Increasing awareness and knowledge

We need to increase the overall level of knowledge and competence in all fields related to AI. This implies revamping the nuclear medicine curricula for both medical physicists and physicians to take account of this evolution. Computational sciences, in particular, must be further integrated into education and training [21]. Although training is the responsibility of each individual European state through their national requirements, societies like the EANM can help increase awareness of the ongoing (r)evolution and promote standardisation within Europe. For example, the next update of the “European Training Requirements” published by the Nuclear Medicine Section of the UEMS should reflect this new dimension and provide guidance as to the minimum content of AI-related matters in the training curriculum, including quality criteria for trainers and training sites. The EANM will play a leading role within the continuing education field, making sure that both its flagship Annual Conference and the education programmes run by ESMIT facilitate the transmission of knowledge for the appropriate and reasoned implementation of AI in NM. These educational programmes can target different AI-related aspects, be they scientific, clinical, or ethical. Such programmes should meet the requirements for high-risk systems set out in the European Artificial Intelligence Act, which state that no AI systems are to be approved without providing users with information on the capabilities and limitations of AI and how to use it.

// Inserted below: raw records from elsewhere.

PR #1766, opened 2023-06-12
feat(avo-2618): added share type filter to assignment overview page

WardVerc1:
image
image
image
Ticket: https://meemoo.atlassian.net/browse/AVO-2618


src/assignment/assignment.service.ts
```diff
@@ -175,6 +176,11 @@ export class AssignmentService {
 					labels: { assignment_label_id: { _in: classIds } },
 				});
 			}
+			if (shareTypeIds && shareTypeIds.length) {
```
bertyhell, line 179:
```suggestion
			if (shareTypeIds?.length) {
```

src/assignment/views/AssignmentOverview.tsx
```diff
@@ -644,6 +652,26 @@ const AssignmentOverview: FunctionComponent<AssignmentOverviewProps> = ({
...
+				{
+					// add GEDEELD MET ANDEREN to this option
+					label: tText('assignment/views/assignment-overview___mijn-opdrachten'),
+					id: AssignmentShareType.NIET_GEDEELD,
+					checked: [...(query.selectedShareTypeLabelIds || [])].includes(
+						AssignmentShareType.NIET_GEDEELD
+					),
+				},
+			]);
+		}
```
bertyhell, line 673: the currently contains both CLASS and LABEL because those labels are stored in the same database field

So you better put the share type labels in a separate function since that is a separate database field and has nothing to do with CLASS/LEBEL assignment labels

```typescript
	getShareTypeLabels = (): CheckboxOption[] => {
		return compact([
			{
				label: tText('assignment/views/assignment-overview___gedeeld-met-mij'),
				id: AssignmentShareType.GEDEELD_MET_MIJ,
				checked: [...(query.selectedShareTypeLabelIds || [])].includes(
					AssignmentShareType.GEDEELD_MET_MIJ
				),
			},
			{
				// add GEDEELD MET ANDEREN to this option
				label: tText('assignment/views/assignment-overview___mijn-opdrachten'),
				id: AssignmentShareType.NIET_GEDEELD,
				checked: [...(query.selectedShareTypeLabelIds || [])].includes(
					AssignmentShareType.NIET_GEDEELD
				),
			},
		]);
	}
```

bertyhell (changes requested):

bertyhell (approved):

The time has come to incorporate AI as another partner discipline. Revamping the training of NM physicians implies enhancing existing collaborations between medical physicists, engineers, and specialists in different clinical applications but also the development of closer cooperation with other scientific societies dedicated to medical image computing and analysis. The EANM may also play a key role in helping industrial partners target appropriate developments and associated clinical applications in our field. At the same time, it can contribute to initiatives coordinated by the EU in the context of the deployment of trustworthy AI. Such initiatives include the Artificial Intelligence Regulation, the Data Act, the Digital Governance Act, and the European Health Data Space.

Ethical standards

Last but not least, ethical standards for the implementation of AI in our field and associated clinical applications need to be set out by the EANM. Currie et al. have recently proposed a set of ethical standards to be followed when evaluating and developing AI in NM as listed in Table 1 [22]. The EANM fully embraces these principles, which are applicable to any medical speciality that will employ AI as part of its clinical practice in the future. We believe they constitute a solid and necessary framework within which AI can be incorporated into nuclear medicine.

Table 1 Ethical standards to be followed when evaluating and developing AI in nuclear medicine (adapted from Currie et al.)

Many of those principles appear self-evident, albeit not equally so in all parts of the world. Yet, some are easier said than done. For instance, the “human-in-the-loop” process when making decisions regarding a diagnosis, and the shared accountability of all stakeholders in the implementation of AI solutions, raise questions when projected into the routine setting. Having a human in the loop is indeed all well and good, but what will happen if the AI system proves to be more trustworthy? Past experience with computer-aided diagnosis, which is a separate process from machine learning, showed troubling instances where radiologists largely ignored the correct computer prompts [23]. Again, at this stage, these are theoretical questions, but they ought to be considered part of any clinical implementation of such technology in our practice.

In conclusion, AI is here to stay, and with-it, NM will likely thrive in the foreseeable future. However, AI does not come without a cost. Several preconditions need to be met before AI is able to show its full potential. By its very nature, nuclear medicine is ready to adapt to the necessary changes, and the EANM will fully support the education on AI and the efficient implementation of AI at all levels in NM.